I've always been an idiot savant with dates. I remember everyone's birthday even if I can't stand them. My brain refuses to delete that Mrs. Ellenson was born on February 9th. She was my next door neighbor 34 years ago.
Long gone, Mrs. Ellenson was always annoying and she continues annoy me to this day by taking up valuable room in my head. Damn it. Get out! Now, I need that space to remember where I leave my glasses.
My obsession with dates led to my theory that 89% of people die near their birthday.
I made up the 89% part. It's actually more like 'a lot' but 'a lot' that doesn't sound nearly as scientific as a hard number. 89% makes people sit up and take notice. "Really? 89%?" And, then I mumble something, anything. But, it's true...you always hear "She was just 74." "He would have been 81."
Every year I harrassed Jimmy with "Be careful. You're in your danger zone, you know" from a month before, the month of and a month after his birthday. That's the three month window. That's my definiton of 'near' your birthday.
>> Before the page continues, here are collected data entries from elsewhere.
PR #471, opened 2022-09-14
Fix UEI validation not returning all the info it should

geekygirlsarah:
[Updated]

The address fields weren't propagating from SamGov to the saved SAC. This should resolve it.

Also added more robust tests that ensure individual fields are there and match as expected from SamGov (rather than "did I get a thing? I got a thing, tests pass")

Relates to [#468](https://github.com/GSA-TTS/FAC/pull/468), [#399](https://github.com/GSA-TTS/FAC/issues/399) and [FAC-Frontend/#44](https://github.com/GSA-TTS/FAC-Frontend/pull/44)


heymatthenry:
Relates to #468, #399 and GSA-TTS/FAC-Frontend#44

heymatthenry (dismissed):
This LGTM but I'll defer to our friends with more backend expertise.

backend/api/views.py
```diff
@@ -76,7 +76,7 @@ def post(self, request):
             return Response(
                 {
                     "valid": True,
-                    "response": json.loads(serializer.data.get("auditee_uei")),
+                    "response": json.dumps(serializer.data.get("auditee_uei")),
```
timoballard, line 79: Should we update (or create) tests around this to assert that the expected fields are coming back?

tadhg-ohiggins (approved):

PR #490, opened 2022-09-23
Add federal awards placeholder endpoint + tests

### LINKED ISSUE #478: Backend endpoint for data to generate Excel (placeholder)
Breakout issue of #443 

### Background

The FAC has to generate an Excel file for the user to download to fill in with their federal awards. This task is specifically for an API endpoint that the frontend will gather data for the Excel spreadsheet. (For now, this API endpoint won't return anything.)

Endpoint should be `/sac/edit/[report_id]/federal_awards`

- [ ] New endpoint is created
- [ ] Test to ensure it's able to be contacted and return an empty `{}`

### Tasks

- [ ] New endpoint is created
- [ ] Test to ensure it's able to be contacted and return an empty `{}`

geekygirlsarah:
Resolves #478 

This adds in the placeholder that will become the federal awards endpoint. For now, it just returns a `{}`.

### DIFF
--- a/backend/api/test_views.py
+++ b/backend/api/test_views.py
@@ -879,7 +879,29 @@ class SacFederalAwardsViewTests(TestCase):
         """Convenience method to get the path for a report_id)"""
         return reverse("sacfederalawards", kwargs={"report_id": self.sac_report_id})
 
-    def test_get_placeholder_data(self):
+    def test_get_authentication_required(self):
+        """
+        If a request is not authenticated, it should be rejected with a 401
+        """
+
+        # use a different client that doesn't authenticate
+        client = APIClient()
+        response = client.get(self.path(self.sac_report_id), format="json")
+        self.assertEqual(response.status_code, 401)
+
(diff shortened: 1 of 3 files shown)


backend/api/test_views.py
```diff
@@ -841,6 +841,55 @@ def test_edit_inappropriate_fields(self):
                 self.assertEqual(response.json(), expected)
 
 
+class SacFederalAwardsViewTests(TestCase):
```
timoballard, line 844: Could we add a couple of tests around auth/z? Perhaps one for an unauthenticated request, and another for a user who doesn't have access to the SAC in question

timoballard (commented):
Left a comment suggesting a couple additional tests we might want to add, otherwise LGTM!

backend/api/test_views.py
geekygirlsarah: Sure, can work on that.

timoballard (approved):

PR #502, opened 2022-09-28
Return report_id in submission response

### LINKED ISSUE #501: Return report ID after completing pre-SAC flow
When completing the last step of the pre-SAC flow, the front-end `POST`s to `/sac/accessandsubmission` and gets back a response that looks like:

```
{
next: "TBD"
sac_id: 18
}
```

As a consequence of #399, the SAC form needs a `reportId` query param in order to load the right data along with the form. This ID is not the `sac_id` above, but the longer report ID that we're using for access control, etc. (having the form of something like `2022ZEL0001000006`). The `/sac/accessandsubmission` endpoint should give back this latter ID in addition to/instead of the `sac_id` so the frontend can build the URL to the next step to the SAC form.

### Tasks
- [ ] Update `POST /sac/accessandsubmission` view to return `report_id` instead of `sac_id`
- [ ] Update tests for this view to accommodate this change

timoballard:
Resolves #501 

Replaces `sac_id` with `report_id` in the response returned from `POST /sac/accessandsubmission`

### DIFF
--- a/backend/api/views.py
+++ b/backend/api/views.py
@@ -192,7 +192,7 @@ class AccessAndSubmissionView(APIView):
             request.user.profile.entry_form_data = {}
             request.user.profile.save()
 
-            return Response({"sac_id": sac.id, "next": "TBD"})
+            return Response({"report_id": sac.report_id, "next": "TBD"})
 
         return Response({"errors": serializer.errors})
 
--- a/backend/api/test_views.py
+++ b/backend/api/test_views.py
@@ -385,7 +385,7 @@ class AccessAndSubmissionTests(TestCase):
         )
         data = response.json()
 
-        sac = SingleAuditChecklist.objects.get(id=data["sac_id"])
+        sac = SingleAuditChecklist.objects.get(report_id=data["report_id"])
 
         creator_access = Access.objects.get(sac=sac, role="creator")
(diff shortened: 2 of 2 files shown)


geekygirlsarah (approved):
I feel like it's cheating if you just copy and paste the same thing 8 times, lol

But LGTM 👍

backend/api/views.py
```diff
@@ -192,7 +192,7 @@ def post(self, request):
             request.user.profile.entry_form_data = {}
             request.user.profile.save()
 
-            return Response({"sac_id": sac.id, "next": "TBD"})
+            return Response({"report_id": sac.report_id, "next": "TBD"})
```
geekygirlsarah, line 195: [NB] Should "next" still exist? Or point to whatever the screen to review it is or something? Or should it still be TBD since an actual future step is undetermined?

heymatthenry (approved):
Seems like that should do the trick AFAICT

backend/api/views.py
heymatthenry: Fair question. As of now this doesn't do anything (clearly, since "TBD") because we're letting the front-end determine where to go next. I can imagine a world where we'd prefer to have that in the DB instead.

PR #505, opened 2022-09-30
Endpoint for retrieving JSON Schema 

### LINKED ISSUE #481: Backend endpoint for JSON schema file
Breakout issue of #443 

### Background

The FAC has to generate an Excel file for the user to download to fill in with their federal awards. This task is specifically for an API endpoint that will provide a JSON schema file that the frontend and backend can use for validating data and generating Excel files.

The endpoint should be something like `/schemas/2023/federal_awards`.

- [ ] API endpoint exists
- [ ] Endpoint returns JSON schema file
- [ ] Test(s) to ensure file is sent

### Tasks

- [ ] Create API endpoint
- [ ] Send JSON schema as return item
- [ ] Add test(s) to ensure this works as expected

timoballard:
Resolves #481

- Adds an endpoint for retrieving the JSON schema for a given fiscal year and type (`GET /schemas/<fiscal_year>/<schema_type>`)
- Adds a placeholder JSON file (`/backend/audit/schemas/2023-metadata.json`) for testing purposes


backend/api/test_views.py
```diff
@@ -1190,3 +1190,68 @@ def test_detail_match_unsubmitted_returns_404(self):
...
+
+        self.user = baker.make(User)
+        self.client = APIClient()
+        self.client.force_authenticate(user=self.user)
+
+    def path(self, fiscal_year, type):
+        """Convenience method to get the path for a particular year and schema type)"""
+        return reverse("schemas", kwargs={"fiscal_year": fiscal_year, "type": type})
+
+    def test_authentication_required(self):
```
geekygirlsarah, line 1213: Hmm, _is_ authentication required to get schemas? Should they be publicly available?

backend/api/test_views.py
```diff
@@ -1190,3 +1190,68 @@ def test_detail_match_unsubmitted_returns_404(self):
...
+
+                    self.assertEqual(response.status_code, 200)
+
+    def test_invalid_fy_returns_404(self):
+        """
+        Requests for an invalid fiscal_year return a 404
+        """
+        for schema_type in self.schema_types:
+            with self.subTest():
+                url = self.path("1899", schema_type)
```
geekygirlsarah, line 1243: [adjusts monocle] 1899 t'was but a good year, indeed!

timoballard: 🧐

backend/api/test_views.py
timoballard: Good question. Here's how I'm thinking about it - as things stand, authentication is (at least indirectly) required here, because you need to login in order to access the audit creation/submission steps. And more generally, I tend to lean toward a `deny by default, permit by exception` approach, where there need to be specific reasons to *not* require auth, rather than the other way around.

That said, there could very well be good reasons for these to be public. Any thoughts on this @tadhg-ohiggins ?

geekygirlsarah: My thought is that we're opening up the API to the world (with auth, of course) to interact with the site, so the schemas should be available to the world so they know what they're doing. I think your approach is good, but this is one of those things that felt it could be open since it doesn't deal directly with any data.

timoballard: Fair point, and agreed (especially in this case, since the schemas will be publicly available in any case with this being an open source project). I'll let @tadhg-ohiggins weigh in in case there are any other considerations here, but otherwise I'm happy to remove auth here

timoballard: Removing auth from this endpoint - thanks for feedback @geekygirlsarah!

geekygirlsarah (approved):

PR #508, opened 2022-10-03
Backend: add Makefile target to define the scope of tests to run

tadhg-ohiggins:
When all is too much
We want to narrow the scope
And ignore cover.

-----

Add `make nctest` to run test without coverage, and to support something like `make nctest fac.test.scope=audit.test_models` to run a subset of tests.


geekygirlsarah (approved):
Wait, we had a Makefile in here the whole time???

👍 to the PR, 👎 to me not realizing this was here.

timoballard (approved):

PR #574, opened 2022-11-02
Add cms

LindsayYoung:
First pass at content pages

This creates a cms app so that we can have a clear place for content pages. This will also help with assigning scoped permissions later.

There are 2 example pages to get the structure going. The home page lists the content pages. The content pages are at their own URL.

We would still like to move the base template out of the current app directory and in the template directory above. We can do that as we add the real content.


geekygirlsarah (approved):

geekygirlsarah:
@LindsayYoung The CI pipeline runs `flake8 .` and `black .` both and basically this failed tests for just formatting things and extra unused imports. I fixed those. This is good to merge.

LindsayYoung:
Closing this in favor of `adding-static` branch

PR #587, opened 2022-11-14
Adding static

LindsayYoung:
This has:
- Static files and assets are built in the docker container
- A script that builds assets  locally
- CMS app that can be used for future content, FAQs resources etc
- Includes static setup from @geekygirlsarah 
- Using `collectstatic` and `load static` to serve assets 

Next steps after this PR:
- Get this working on cloud.gov
    - Confirm names (I would suggest making app and service names consistent across the spaces)
    - Trying out the build on cloud.gov, making sure we have all the build steps


tadhg-ohiggins:
Converted back to draft while thinking about history cleanup.

PR #611, opened 2022-11-22
Login.gov re-integration

### LINKED ISSUE #568: Update Login.gov integration for unified Django application
Breakout issue of #556

### Background
The current LoginGov integration follows the PKCE flow and is driven primarily by the static FAC-Frontend site. Moving to a more traditional server-rendered Django application will require us to use a different [OpenID Connect flow](https://developers.login.gov/oidc/#choosing-an-authentication-method) (specifically `private_key_jwt`). With this flow, the server is involved in the initial authentication exchange with LoginGov and session creation. This should obviate the need for the [current token-based API authentication](https://github.com/GSA-TTS/FAC/blob/main/backend/users/auth.py) in favor of [session authentication](https://www.django-rest-framework.org/api-guide/authentication/#sessionauthentication).

- [x] Our Login.gov configuration has been updated to use the `private_key_jwt` flow
- [x] Login/Logout functionality works as before (nothing about the authentication experience should appear different to end-users) 

### Tasks

- [x] Update LoginGov configuration to  use `private_key_jwt` flow
- [x] Remove `ExpiringTokenAuthentication` backend + references
- [x] Remove `JwtUpsertAuthentication` backend + references
- [x] Remove `djangorestframework-simplejwt` dependency + references
- [x] Select and incorporate an OIDC authentication backend to manage the authentication flow with LoginGov (`mozilla-django-oidc` is one option)
- [ ] Revisit #320 and document any outstanding edge cases related to LoginGov users and Access

timoballard:
Resolves #568 

Updates our Login.gov integration to work with the [unified Django application](https://github.com/GSA-TTS/FAC/blob/main/docs/architecture/decisions/0012-switch-to-unified-django-web-app.md). This primarily involved switching our authorization flow from `PKCE` to `private_key_jwt`


backend/audit/migrations/0014_alter_singleauditchecklist_federal_awards.py
```diff
@@ -0,0 +1,23 @@
...
+    ]
+
+    operations = [
+        migrations.AlterField(
+            model_name="singleauditchecklist",
+            name="federal_awards",
+            field=models.JSONField(
+                blank=True,
+                null=True,
+                validators=[audit.validators.validate_federal_award_json],
```
timoballard, line 20: FYSA @tadhg-ohiggins looks like we missed the validator migration in #588

tadhg-ohiggins: Yes, I saw that in #608; might pull it out as part of git history cleanup.

tadhg-ohiggins: Addressed via https://github.com/GSA-TTS/FAC/pull/613 and the magic of `git rebase`.

LindsayYoung:
We will want to get rid of the default Django auth and replace it entirely with Login. Right now /admin is prompting me for username and password. This could be a seperate follow-up PR. Just wanted to note we need this.

timoballard:
thanks @LindsayYoung! I think this might be worth looking into now. Setting `is_staff=True` on your user allows you into `/admin` as expected, so I think this might just be an issue with what happens when `is_staff=False` - I'm assuming it should just be some kind of generic forbidden page? cc: @tadhg-ohiggins @melchoyce

LindsayYoung:
I think disabling would be fine for now. Ideally, we would want it to throw you to Login.gov so they can login in.

timoballard:
@LindsayYoung just pushed a change to redirect to Login.gov if you arrive at `/admin` unauthenticated. If you're authenticated but not staff, you still get the default Django login page (see below), so maybe adding a custom template for that scenario is a separate PR? 

image

melchoyce:
I can whip together a design for a custom "permission denied" screen if that helps?

LindsayYoung:
The authentication is working well! One last thing with the redirects to iron out:

1. Not signed in 
2. Go to`/admin` 
3. That takes me to login where I signed in 
4. Then, I am getting a redirect loop

tadhg-ohiggins (approved):

PR #614, opened 2022-11-28
Adding static assets

tadhg-ohiggins:
PR to just add the static assets from https://github.com/GSA-TTS/FAC/pull/587


tadhg-ohiggins:
Closed because we decided on a slightly different approach.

Jimmy's birthday was March 14th so from February 14th until April 14th he was suseptible to falling down a manhole or getting the killer cancer that actually did take his life on April 13th. Some people never get a chance to say good bye. I never got a chance to say, 'I told you so.'
Actually, I tried. I'll never know if he heard me, but I begged him to hold on. "You know how you hate it when I'm right" I whispered to him that last day.
We were only four months apart in age. We were in the same grade and when Jimmy turned 21 and I was only 20 I wanted to be 21, too. (although, the drinking age back then was 18) Naturally, as we got older I held on to every second before I turned "the same age." Forty was huge. "You mean YOU'RE forty" I would taunt. "I'M still 39."
When Jimmy turned the corner this March to be 56, a year closer to 60 than to 50 I smirked. I was still safely smack in the middle and we played our silly back and forth routine. Not so funny, anymore looking back because I had no idea that he was sick and never ever imagined that this would be his last birthday.
On July 7th my own 56th birthday arrived without fanfare, without Jimmy. He wasn't there to tease 'You're catching up.' I had to face that he will never be older than me. His time here on earth is over. I may continue to my next birthday, but he will always be 56.
You'd think I would have realized we're not going to grow old together before that moment. I'm sure I did but not quite in the same gut wrenching way. This date obsession thing puts it all out there for me to see.
And, I had been dreading today, August 7th, the day I am past my own danger zone. If I had died yesterday Jimmy and I would have lived the exact number of days. It doesn't seem fair.
My friend told me I'm feeling 'survival guilt.' Could be...A lot of spouses left behind feel this - exactly 72%.